Tropical BF Theory and Tropical Limits of TQFTs
Emil Albrychiewicz, Andrés Franco Valiente
TL;DR
This work introduces a tropical (anisotropic) limit of topological field theories via Maslov dequantization, yielding foliated geometries and foliation-preserving gauge symmetry. The authors construct the 2D tropical BF theory ($TBF$) by scaling $A_r\to A_r$, $A_\theta\to\hbar A_\theta$, $B\to B/\hbar$ and inserting an auxiliary field $T$, obtaining a finite-dimensional moduli space of tropicalized flat connections with transverse flatness $\partial_r A_\theta+[A_r,A_\theta]=0$ and projectability $\partial_\theta A_r=0$. They show that $\dim\mathcal{M}(\Sigma_g,G)=(g-1)\operatorname{rank}(\mathfrak{g})$ for genus $g\ge2$ by gluing sleeves of $\mathbb{TP}^1$ and refine Atiyah–Segal axioms to this foliated setting, with explicit checks for $SU(N)$ and abelian $U(1)$. The paper then extends the tropicalization to 2D Tropological Yang–Mills, higher-dimensional $TBF$ theories, and Tropical Chern–Simons, including boundary phenomena yielding a tropical WZW sector and discussing connections to JT gravity and anisotropic conformal field theories. This framework provides a tractable, spacetime-foliated approach to anisotropic topological phases and motivates future work on higher-dimensional tropicalizations and potential links to fracton-like physics.
Abstract
We study anisotropic scaling limits of topological field theories using tropical geometry.

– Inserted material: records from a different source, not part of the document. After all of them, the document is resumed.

PR #4107, opened 2018-04-21
Only set CORS headers if they aren't set already

jacksontj:
This allow for middleware to set these to more specific values if desired

### DIFF
--- a/web/api/v1/api.go
+++ b/web/api/v1/api.go
@@ -101,7 +101,9 @@ type response struct {
 // Enables cross-site script calls.
 func setCORS(w http.ResponseWriter) {
 	for h, v := range corsHeaders {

The resulting topological field theories are characterized by foliated geometries and are invariant under foliation-preserving gauge transformations. We demonstrate the tropicalization for the 2D BF theory and generalize the prescription to topological Yang-Mills and Chern-Simons theories. We call the tropical limit of the BF theory, the \textit{TBF} theory, which is an anisotropic generalization of the BF theory with an additional adjoint-valued field $T$ that enforces a projectability condition onto the leaves of the foliation. The TBF theory localizes onto the moduli space of tropicalized flat connections $\mathcal{M}(Σ_g,G)$ on a foliated Riemann surface $Σ_g$ of genus $g$. The tropical connections exhibit anisotropic behavior; their holonomy is sensitive only to the leaves of the foliation. We analyze this moduli space two distinct ways, Firstly, they are classified by leaf-wise holonomy whose dimension can be explicitly calculated for the case of tropical projective space $\mathbb{TP}^1$ by the moduli space isomorphism $\mathcal{M}\left(\mathbb{TP} ^1, G\right) \cong \operatorname{Hom}(\mathbb{Z}, G) / G$. The second way is through Kodaira-Spencer theory which gives a twisted cohomology argument to argue that $\operatorname{dim} \mathcal{M}\left(\mathbb{T} P^1, G\right)=\operatorname{rank}(\mathfrak{g})$ and we demonstrate their equivalence for the case of SU$(N)$. We show that we can glue together several $\mathbb{TP}^1$ to obtain $\operatorname{dim} \mathcal{M}\left(Σ_g, G\right)=(g-1)\operatorname{rank}(\mathfrak{g})$ for $g \geq 2$ which is precisely $\frac{1}{2}$ of the usual result through an application of a foliated refinement of the Atiyah-Segal axioms. We leave several open questions such as potential connections to JT gravity and anisotropic conformal field theory.